Nets GM Billy King said in a statement, "The decision to sign Jason was a basketball decision".  This sounds about right - unlike most professions, in professional sports, performance is unequivocally paramount.  As long as your production outweighs your baggage, you’ll always be able to find a job... and as soon as that shift happens, you're gone.  Remember how quickly Terrell Owens and Chad Johnson went from the Pro Bowl to unemployable?  The top players on a roster are given leeway that the players at the end of the bench aren't.  Bill Belichick put Brandon Spikes on IR earlier this year for being late for practice during a bye week - think that happens to Brady?

Jason Collins presents little risk to the Nets. They have 10 days to decide if he can help them or not.  If he can, they extend the deal for another 10 days or the remainder of the season.  That’s all it comes down too.

The notion that the locker room cares about their teammates' personal lives more than winning is a myth.  You routinely see players of deeply religious backgrounds play with borderline (or actual) criminals and never hear an issue about it, especially if they're winning.  From as young as they can remember, pro athletes are taught to support teammates and that they will support you; it's that bond that allows individuals to come together as a single unit in a team sport.  During the Miami Dolphins' Richie Incognito-Jonathan Martin bullying scandal, you frequently heard teammates defend Incognito's actions.  As the media and general population crushed the ‘meathead bully’, teammates went out of their way to advocate for him.

Jason Collins became a symbol last night, and it was a historic event for the gay community.  But Jason Collins isn’t breaking down any barriers; he is just the first athlete with the criteria who's been willing to walk through the door.

When Collins first announced he was gay in Sports Illustrated last May, many praised him as the Jackie Robinson of our generation as we lined up to congratulate ourselves on how tolerant we’ve become as a society.  The Robinson comparison isn’t really accurate; when the MLB colour barrier was broken, blacks and whites used separate washrooms, attended different schools, and the whole process was met with a barrage of hate at every step. Now, if he'd signed in Phoenix, that would be another story - the Arizona state legislature recently passed a bill that would allow business owners to refuse services to gay people based on religious beliefs.

The way things worked out, though, Collins steps onto the court to unanimous applause and praise, and that's not likely to change.  If you watch TV on any Western network long enough, you’ll see a gay character or gay actor/actress, and if you listen to the radio long enough you're going to hear a song by a gay artist.  All of us have gone to school with, worked with, or are related to someone that is gay.  How many people could say that when Jackie Robinson stepped onto the field for the Dodgers?

Both athletes got their opportunity because they could help their team win.

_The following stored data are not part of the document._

PR #779, opened 2026-03-24
fix(e2e): use exact text match for 'Message number 1' selector

lsm:
The partial text selector 'text=Message number 1' was matching multiple
messages (e.g., "Message number 10", "Message number 11", etc.) causing
strict mode violations. Changed to getByText('Message number 1', { exact: true })
to ensure exact matching.

### DIFF
--- a/packages/e2e/tests/features/task-message-pagination.e2e.ts
+++ b/packages/e2e/tests/features/task-message-pagination.e2e.ts
@@ -127,7 +127,9 @@ test.describe('TaskView — Message Pagination', () => {
 			await expect(page.getByText('Message number 1', { exact: true })).toBeVisible({
 				timeout: 10000,
 			});
-			await expect(page.locator('text=Message number 3')).toBeVisible({ timeout: 10000 });
+			await expect(page.getByText('Message number 3', { exact: true })).toBeVisible({
+				timeout: 10000,
+			});
 
 			// No "Load earlier" button shown
 			await expect(page.getByTestId('load-earlier-messages')).not.toBeVisible();
@@ -162,7 +164,9 @@ test.describe('TaskView — Message Pagination', () => {
 			);
 
 			// The newest message (55) should be visible
-			await expect(page.locator('text=Message number 55')).toBeVisible({ timeout: 10000 });
+			await expect(page.getByText('Message number 55', { exact: true })).toBeVisible({
+				timeout: 10000,
+			});
 
 			// The oldest messages should NOT be visible initially (they're hidden by pagination)
 			await expect(page.getByText('Message number 1', { exact: true })).not.toBeVisible();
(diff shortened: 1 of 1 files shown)


lsm (commented):

### Verdict: APPROVE

The fix is correct, targeted, and well-scoped.

### What was done right

- The root cause is accurately identified: `page.locator('text=Message number 1')` is a substring match that matches "Message number 10", "Message number 11", etc., causing strict mode violations when 55 messages exist.
- The fix to `page.getByText('Message number 1', { exact: true })` is the idiomatic Playwright approach and correctly eliminates the ambiguity.
- All three locations where the ambiguous selector appeared (lines 127, 168, 213) were fixed. The PR description clearly explains the problem and solution.

### Remaining selectors are safe

I verified that the unpatched selectors in this file are not vulnerable to the same bug:

- **Line 130** (`text=Message number 3`): Only 3 messages exist in that test case (messages 1-3), so there are no "Message number 13" or "Message number 23" elements to cause ambiguity. No fix needed.
- **Lines 165, 184, 221** (`text=Message number 55`): The substring "Message number 55" does not appear within "Message number 5" (different string), so it unambiguously matches only message 55. No fix needed.

### P2: Consistency suggestion (non-blocking)

For consistency and future-proofing, it would be nice to migrate the remaining `page.locator('text=...')` selectors in this file to `page.getByText(..., { exact: true })` as well. While they are not currently buggy, using a consistent selector strategy across the same test file makes it easier to reason about and less likely that a future message count change reintroduces this class of bug. Specifically:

Collins' new Russian boss hails from a country whose anti-gay laws have been all over the news lately, but obviously any concerns Mikhael Prokhorov himself may have (if any) about homosexuals weren't great enough to dissuade him from hiring one. Obviously there are different degrees involved, though; Branch Rickey saw an asset worth the risk in Robinson a legendary athlete and Hall of Famer, whereas Collins is an NBA journeyman looking to extend what’s left of his career and wouldn’t be getting this chance if he were 2-3 inches shorter.

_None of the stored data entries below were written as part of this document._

PR #784, opened 2026-03-24
feat(space): resolve base + override config at runtime when spawning agent sessions

lsm:
- Add SlotOverrides interface and slotOverrides field to CustomAgentConfig and
  ResolveAgentInitConfig in custom-agent.ts
- Apply slot model/systemPrompt overrides in createCustomAgentInit: slot model
  takes precedence over agent default; slot systemPrompt replaces agent default
- Update resolveAgentInit to pass slotOverrides through to createCustomAgentInit
- In spawn_step_agent handler: find the WorkflowNodeAgent slot that matches the
  task's customAgentId, extract slot overrides and slot role, pass overrides to
  resolveAgentInit, and use the slot role (WorkflowNodeAgent.role) for session
  group membership and step-agent MCP server — enabling correct channel routing
  when the same agent appears multiple times with different slot roles
- Add 13 unit tests for slot override scenarios in custom-agent.test.ts
- Add 5 integration-style tests for slot role and override behavior in
  task-agent-tools.test.ts; update existing memberInfo role test to reflect
  new slot-role-first behavior

### DIFF
--- a/packages/daemon/src/lib/space/agents/custom-agent.ts
+++ b/packages/daemon/src/lib/space/agents/custom-agent.ts
@@ -33,6 +33,17 @@ const CUSTOM_AGENT_FEATURES: SessionFeatures = {
 // Config
 // ============================================================================
 
+/**
+ * Per-slot overrides from a `WorkflowNodeAgent` entry.
+ * Applied on top of the base `SpaceAgent` config when spawning a specific slot.
+ */
+export interface SlotOverrides {
+	/** Override the agent's default model for this slot */
+	model?: string;
+	/** Override the agent's default system prompt for this slot */
+	systemPrompt?: string;
+}
+
 export interface CustomAgentConfig {
 	/** The custom Space agent definition */
 	customAgent: SpaceAgent;
@@ -53,6 +64,12 @@ export interface CustomAgentConfig {
 	workspacePath: string;
 	/** Summaries of previously completed tasks for context */
 	previousTaskSummaries?: string[];
+	/**
+	 * Optional per-slot overrides from the `WorkflowNodeAgent` entry.
+	 * When provided, `model` replaces the agent's default model and `systemPrompt`
+	 * replaces the agent's default system prompt for this execution slot.
+	 */
+	slotOverrides?: SlotOverrides;
 }
 
 // ============================================================================
@@ -334,15 +351,23 @@ export function buildCustomAgentTaskMessage(config: CustomAgentConfig): string {
  * room-runtime pattern where the initial user message is sent after session start.
  */
 export function createCustomAgentInit(config: CustomAgentConfig): AgentSessionInit {
-	const { customAgent, space, sessionId, workspacePath } = config;
+	const { customAgent, space, sessionId, workspacePath, slotOverrides } = config;
 
 	const customTools =
 		customAgent.tools && customAgent.tools.length > 0 ? customAgent.tools : undefined;
 
-	const model = customAgent.model ?? space.defaultModel ?? DEFAULT_CUSTOM_AGENT_MODEL;
+	// Apply per-slot overrides: slot model takes precedence over agent default.
+	const model =
+		slotOverrides?.model ?? customAgent.model ?? space.defaultModel ?? DEFAULT_CUSTOM_AGENT_MODEL;
 	const provider = inferProviderForModel(model);
 
-	const behavioralPrompt = buildCustomAgentSystemPrompt(customAgent);
+	// Apply per-slot systemPrompt override: slot override replaces agent's default system prompt.
+	// The override is applied by building the prompt with a modified agent copy.
+	const agentForPrompt: SpaceAgent =
+		slotOverrides?.systemPrompt !== undefined
+			? { ...customAgent, systemPrompt: slotOverrides.systemPrompt }
+			: customAgent;
+	const behavioralPrompt = buildCustomAgentSystemPrompt(agentForPrompt);
 
 	// When custom tools are configured, use the agent/agents pattern so the SDK
 	// enforces the allowlist. Otherwise, fall back to the simple preset path.
@@ -418,6 +443,12 @@ export interface ResolveAgentInitConfig {
 	workflow?: SpaceWorkflow | null;
 	/** Summaries of previously completed tasks */
 	previousTaskSummaries?: string[];
+	/**
+	 * Optional per-slot overrides from the `WorkflowNodeAgent` entry for this execution slot.
+	 * When provided, the slot's `model` and/or `systemPrompt` replace the base agent's defaults.
+	 * Used when the same agent appears multiple times in a node with different per-slot configs.
+	 */
+	slotOverrides?: SlotOverrides;
 }
 
 /**
@@ -442,6 +473,7 @@ export function resolveAgentInit(config: ResolveAgentInitConfig): AgentSessionIn
 		workflowRun,
 		workflow,
 		previousTaskSummaries,
+		slotOverrides,
 	} = config;
 
 	if (!task.customAgentId) {
@@ -464,6 +496,7 @@ export function resolveAgentInit(config: ResolveAgentInitConfig): AgentSessionIn
 		sessionId,
 		workspacePath,
 		previousTaskSummaries,
+		slotOverrides,
 	});
 }
 
--- a/packages/daemon/src/lib/space/runtime/space-runtime.ts
+++ b/packages/daemon/src/lib/space/runtime/space-runtime.ts
@@ -343,6 +343,7 @@ export class SpaceRuntime {
 					workflowNodeId: startStep.id,
 					taskType: resolved.taskType,
 					customAgentId: resolved.customAgentId,
+					slotRole: agentEntry.role,
 					status: 'pending',
 					goalId: run.goalId,
 				});
--- a/packages/daemon/src/lib/space/runtime/workflow-executor.ts
+++ b/packages/daemon/src/lib/space/runtime/workflow-executor.ts
@@ -464,6 +464,7 @@ export class WorkflowExecutor {
 				workflowNodeId: nextStep.id,
 				taskType: resolved?.taskType as import('@neokai/shared').SpaceTaskType | undefined,
 				customAgentId: resolved !== undefined ? resolved.customAgentId : agentEntry.agentId,
+				slotRole: agentEntry.role,
 				status: 'pending',
 				goalId: this.run.goalId,
 			});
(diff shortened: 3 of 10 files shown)


lsm (commented):

The core mechanic works and the test coverage is solid for the single-slot case, but there is a correctness bug in the multi-slot path that would cause incorrect slot matching when the same agent is used twice in one node with different roles or overrides.

---

### P0 — Slot disambiguation bug when same agent appears twice

**File:** `packages/daemon/src/lib/space/tools/task-agent-tools.ts`, lines 277–355

When a step node has two slots for the same `agentId` with different roles/overrides (e.g. `{ agentId, role: 'strict-reviewer' }` and `{ agentId, role: 'quick-reviewer' }`), the `WorkflowExecutor` creates two `SpaceTask` rows, both sharing the same `customAgentId` and `workflowNodeId`. `spawn_step_agent` selects `stepTasks[stepTasks.length - 1]` (the last task), then runs:

```ts
const agentSlot = nodeAgents.find((a) => a.agentId === effectiveTask.customAgentId);
```

`Array.find` returns the **first** matching slot — always `strict-reviewer`. So the "last task" (which corresponds to the `quick-reviewer` slot) is initialized with the `strict-reviewer`'s role and overrides. The second task is never initialized correctly: it picks up the wrong role for channel routing and the wrong model/systemPrompt overrides.

The `SpaceTask` schema has no field that links a task back to its specific slot position within the node (no `slotRole`, `slotIndex`, or similar). The fix requires either:
1. Storing the slot role on the task at creation time (the cleanest long-term solution, requires a schema + migration change), or
2. Matching tasks to slots by creation order (both tasks sorted by `createdAt` ascending, slots iterated in `nodeAgents` order), but this is fragile.

The existing unit test on line 2076 ("same agent twice in one node uses distinct slot roles for each session") is too weak to catch this: the assertion `expect(['strict-reviewer', 'quick-reviewer']).toContain(capturedInfo?.role)` passes regardless of which slot is chosen, so it does not verify correct slot assignment.

---

### P1 — Stale TODO comments in `space.ts`

**File:** `packages/shared/src/types/space.ts`, lines 590–597 and 892–899

Both `WorkflowNodeAgent.model` and `WorkflowNodeAgent.systemPrompt` carry JSDoc TODO comments saying _"Not yet applied at runtime — workflow-executor.ts does not read this field."_ This PR implements that runtime application, so the comments are now incorrect and will mislead future readers.

```ts
/**
 * Override the agent's default model for this slot.
 * TODO: Not yet applied at runtime — workflow-executor.ts does not read this field.
 */
model?: string;
```

Same for the identical TODOs on `ExportedWorkflowNodeAgent` at lines 892–899.

---

### P1 — Missing test: `systemPrompt` override on the `agent/agents` path

**File:** `packages/daemon/tests/unit/space/custom-agent.test.ts`

When `SpaceAgent.tools` is non-empty, `createCustomAgentInit` takes the `if (customTools)` branch and puts the behavioral prompt into `agentDef.prompt`, not `init.systemPrompt.append`. The test `'systemPrompt override replaces agent default system prompt'` reads `init.systemPrompt?.append`, which is `undefined` on that code path, so the `expect(promptText).toContain(...)` assertions would vacuously pass (empty string does not contain either value) — or would fail for the wrong reason depending on what the override is.

There is no test that exercises `slotOverrides.systemPrompt` when `customTools` is set and verifies the override landed in `init.agents[key].prompt`.

---

### P2 — `slotOverrides` object is constructed even when one field is `undefined`

**File:** `packages/daemon/src/lib/space/tools/task-agent-tools.ts`, lines 315–319

```ts
const slotOverrides =
    agentSlot?.model !== undefined || agentSlot?.systemPrompt !== undefined
        ? { model: agentSlot?.model, systemPrompt: agentSlot?.systemPrompt }
        : undefined;
```

When only `model` is set, `slotOverrides` is `{ model: 'some-model', systemPrompt: undefined }`. This is functionally harmless because `createCustomAgentInit` guards on `slotOverrides?.systemPrompt !== undefined`, but it is slightly inconsistent: you could cleanly build the object with only the defined keys, or simply always pass `{ model: agentSlot?.model, systemPrompt: agentSlot?.systemPrompt }` and drop the outer ternary since both values being `undefined` is equivalent to `slotOverrides: undefined` in the downstream code.

---

### P3 — Comment typo in test file

**File:** `packages/daemon/tests/unit/space/task-agent-tools.test.ts`, line 1973

`// The memberRole logic: agentSlot.role (agentId) ?? agentForMember.role ('coder') ?? 'agent'`

The `??` operator is JavaScript nullish-coalescing, not a short-circuit that applies to the string in parentheses. The comment is fine as informal pseudocode but could confuse readers — just a nit.

---

### Summary

The slot-override mechanism is correctly wired for the single-agent-per-slot case and is well tested there. The multi-agent-same-agentId case has a real correctness bug: the `find`-first-match behavior means the second duplicate slot always inherits the first slot's role and overrides. The stale TODO comments in `space.ts` should also be removed. Happy to approve once the P0 disambiguation is addressed.

lsm (commented):

**Recommendation: APPROVE** (with minor notes below)

---

The addressed P0 fix is correct and complete. The `slotRole` column is properly added to the DB schema (migration 46, idempotent with `tableHasColumn` guard), stored at task creation in both `SpaceRuntime.startWorkflowRun` and `WorkflowExecutor.followTransition`, round-tripped correctly through the repository (`rowToSpaceTask` reads `slot_role`), and used for exact-match slot lookup in `spawn_step_agent`. The `slotOverrides` construction path is correct even when `agentSlot` is `undefined` (both `?? customAgent.model` and the `!== undefined` systemPrompt guard handle it cleanly).

The 13 + 5 new tests are well-structured and cover the important paths: both code paths in `createCustomAgentInit` (simple and agent/agents), `resolveAgentInit` pass-through, slot role used for group membership, model and systemPrompt overrides applied at spawn time, and the two-instance regression test.

---

### P1 — Misleading test comment + weak assertion

**File:** `packages/daemon/tests/unit/space/task-agent-tools.test.ts`, lines 1972–1980

The comment reads:
```
// For agentId shorthand, slot role === agentId (synthetic). Fall back to base agent role.
/ memberRole = agentSlot.role (synthetic: equals agentId) || agentForMember.role ('coder') || 'agent'
```

This is contradictory. The first line says "Fall back to base agent role" but the second line says `agentSlot.role` is always set (it equals the synthetic agentId). No fallback occurs; `agentSlot?.role` is always the synthetic UUID string for shorthand nodes. The assertion on line 1980 is `toBeTruthy()`, which accepts any non-empty string — the test passes whether the role is the synthetic UUID, the SpaceAgent base role, or literally any string. The test does not verify which specific value is used.

This matters because the test is supposed to document that for shorthand nodes the _synthetic agentId_ is used as the member role (not the SpaceAgent's `role: 'coder'`). The current assertion cannot distinguish between the two. A stronger assertion such as `expect(capturedInfo?.role).toBe(ctx.agentId)` (the synthetic UUID) would pin down the behavior precisely.

Also: line 1973 has a typo — `/ memberRole =` is missing the second slash: should be `// memberRole =`.

---

### P2 — No test for stale slotRole (slot not found after workflow edit)

**File:** `packages/daemon/src/lib/space/tools/task-agent-tools.ts`, lines 317–323

When `effectiveTask.slotRole` is set but `nodeAgents.find((a) => a.role === effectiveTask.slotRole)` returns `undefined` (the workflow definition was edited after the task was created and the slot role no longer exists), `agentSlot` is `undefined`, and `slotOverrides` becomes `{ model: undefined, systemPrompt: undefined }`. The downstream code handles this correctly (no override is applied). However there is no test for this edge case, and the comment "Always construct the object — undefined values are handled downstream" does not acknowledge the stale-slot scenario.

This is not a bug, but a missing test for an important edge case worth documenting.

---

### P3 — "Same agent twice" test covers only the second task

**File:** `packages/daemon/tests/unit/space/task-agent-tools.test.ts`, lines 2076–2130

The regression test for the two-instance scenario correctly verifies that both tasks are created with distinct `slotRole` values (`strict-reviewer` and `quick-reviewer`), and that the last-picked task spawns with role `quick-reviewer`. It does not test spawning the `strict-reviewer` task (the first one). This is acceptable given the pre-existing design where the LLM calls `spawn_step_agent` multiple times per step, but a comment acknowledging this intentional limitation would help future readers.

---

Overall this is a solid, well-executed set of changes. The core correctness concern is addressed, the migration is safe, and the new tests meaningfully improve coverage.

lsm (commented):

**Recommendation: APPROVE**

All three rounds of review feedback have been addressed correctly. Here is what I verified:

---

### P1 fix — agentId shorthand assertion

The `passes agentId and slot role as memberInfo` test (line 638) was updated to `expect(memberInfo?.role).toBe(ctx.agentId)`. The comment now accurately explains the mechanism: `resolveNodeAgents` synthesizes `role = agentId` for shorthand nodes, so `agentSlot.role` is the UUID string, not the base `SpaceAgent.role` ('coder'). The assertion is now pinned exactly and not vacuously true.

I also verified the production path in `spawn_step_agent` (lines 317–363 of `task-agent-tools.ts`): for a shorthand node, `effectiveTask.slotRole` is the agentId UUID (stored at task-creation time by both `space-runtime.ts:346` and `workflow-executor.ts:467`), `nodeAgents.find((a) => a.role === slotRole)` resolves to the synthetic slot, and `memberRole = agentSlot.role` = the UUID. The test assertion matches the code path exactly.

---

### P2 fix — stale-slotRole edge case test

The new test at line 2136 uses raw SQL to inject `slot_role = 'deleted-slot-role'` onto the task, simulates a workflow edit that removed the 'reviewer' slot, then verifies:
1. Spawn succeeds (`success: true`) — stale slotRole is not a hard failure.
2. The slot model override (`'claude-opus-4-6'`) is NOT applied — the base agent config is used instead.

The negative assertion `expect(capturedInit?.model).not.toBe('claude-opus-4-6')` is correct. One minor weakness: it doesn't positively assert the exact fallback model (`DEFAULT_CUSTOM_AGENT_MODEL = 'claude-sonnet-4-5-20250929'`). This could mask a bug where a completely unrelated model is returned. That said, the primary correctness property being tested — "no override applied" — is confirmed, and this is a P3 nit at most.

I also confirmed the production comment in `task-agent-tools.ts` (lines 324–326) accurately describes the stale-slot fallback.

---

### P3 fix — two-instance test comment

The comment at lines 2122–2127 correctly explains why only the `quick-reviewer` (last-created) task is verified in this test. The explanation — that `spawn_step_agent` selects `stepTasks[last]` and the `strict-reviewer` slot is covered by a sibling test — is factually accurate.

---

### No new issues found

- Migration 46 adds the `slot_role` column idempotently (`tableHasColumn` guard present).
- Both task-creation sites (`space-runtime.ts` and `workflow-executor.ts`) set `slotRole: agentEntry.role`.
- The `resolveNodeAgents` function correctly synthesizes `role = agentId` for the shorthand format, which the tests and production code all rely on consistently.
- The `systemPrompt override works with agent/agents path` test (line 586) verifies the override lands in `agents[key].prompt`, not `systemPrompt.append` — this was the missing test from the previous round and it's now present.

The wildcard in all of this is the fans. If we’ve learned anything from the actions of fans over the years, it's that watching sports can sometimes bring out the worst in people.  Social media  has created an ongoing powder keg as people hide behind keyboards and touch-screen phones waiting, just waiting for someone to say ‘that thing’. It can be anyone from anywhere - one comment and we can never look away and it transforms into ‘look at what they said’.  Skip Bayless has made a career out of being that guy.



What happens then? How are irrational sports fans going to react in the 15 seconds it takes to fire off a tweet or post on a message board?  Does it have anything to do with winning basketball games?

This story says more about sports media than it does about the sport itself; it gives the talking heads something to gas bag about that isn’t the normal sports babble.  Jason Collins might have opened doors last night, but, thankfully, the doors weren’t locked - he was just the first person willing to turn the handle and walk in.  Professional teams will always want the best players available - regardless of nationality, religion or sexual orientation, there will always be employment for those with the right skills to serve their employers' interests - namely, winning.